▶ EXCERPTED RECORDS
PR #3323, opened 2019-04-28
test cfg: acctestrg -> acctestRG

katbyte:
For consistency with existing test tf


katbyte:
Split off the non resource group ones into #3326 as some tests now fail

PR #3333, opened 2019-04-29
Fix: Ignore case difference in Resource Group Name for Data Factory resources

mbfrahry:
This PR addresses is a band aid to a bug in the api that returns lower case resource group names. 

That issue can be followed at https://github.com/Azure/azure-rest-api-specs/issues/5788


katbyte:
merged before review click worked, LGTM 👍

...

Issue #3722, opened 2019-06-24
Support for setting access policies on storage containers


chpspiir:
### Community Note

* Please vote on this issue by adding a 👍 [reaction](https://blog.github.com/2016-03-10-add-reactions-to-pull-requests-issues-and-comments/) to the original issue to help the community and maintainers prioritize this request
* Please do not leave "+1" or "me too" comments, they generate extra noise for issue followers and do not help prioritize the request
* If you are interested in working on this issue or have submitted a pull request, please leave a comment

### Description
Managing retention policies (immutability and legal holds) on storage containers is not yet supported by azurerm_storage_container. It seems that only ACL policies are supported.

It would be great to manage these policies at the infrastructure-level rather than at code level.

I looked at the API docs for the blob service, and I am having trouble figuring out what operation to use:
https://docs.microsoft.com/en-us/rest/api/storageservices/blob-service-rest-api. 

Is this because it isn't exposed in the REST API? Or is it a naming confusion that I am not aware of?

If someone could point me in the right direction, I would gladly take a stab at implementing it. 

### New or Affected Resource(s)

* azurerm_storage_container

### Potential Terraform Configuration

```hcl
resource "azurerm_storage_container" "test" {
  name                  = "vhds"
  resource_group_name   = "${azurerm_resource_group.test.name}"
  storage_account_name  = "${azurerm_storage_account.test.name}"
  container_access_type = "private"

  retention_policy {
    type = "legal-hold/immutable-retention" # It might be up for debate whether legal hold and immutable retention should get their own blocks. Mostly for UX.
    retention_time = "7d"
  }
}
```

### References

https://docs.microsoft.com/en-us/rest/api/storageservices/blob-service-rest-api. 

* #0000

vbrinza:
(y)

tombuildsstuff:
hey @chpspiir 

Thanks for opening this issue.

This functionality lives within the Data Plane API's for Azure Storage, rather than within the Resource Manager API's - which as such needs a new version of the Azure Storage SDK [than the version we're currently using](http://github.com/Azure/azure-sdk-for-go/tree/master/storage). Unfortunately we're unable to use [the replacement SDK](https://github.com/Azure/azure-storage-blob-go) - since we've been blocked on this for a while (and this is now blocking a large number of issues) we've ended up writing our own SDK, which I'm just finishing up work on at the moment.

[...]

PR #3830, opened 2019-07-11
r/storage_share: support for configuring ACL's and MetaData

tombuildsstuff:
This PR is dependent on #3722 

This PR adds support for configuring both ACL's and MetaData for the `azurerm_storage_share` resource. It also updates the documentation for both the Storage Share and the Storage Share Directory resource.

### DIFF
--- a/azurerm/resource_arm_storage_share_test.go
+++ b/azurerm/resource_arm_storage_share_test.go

▶ EXERCISE GOAL
Would you show all lines of the material above that contain the word "case"?

▶ THE ANSWER
Fix: Ignore case difference in Resource Group Name for Data Factory resources
This PR addresses is a band aid to a bug in the api that returns lower case resource group names. 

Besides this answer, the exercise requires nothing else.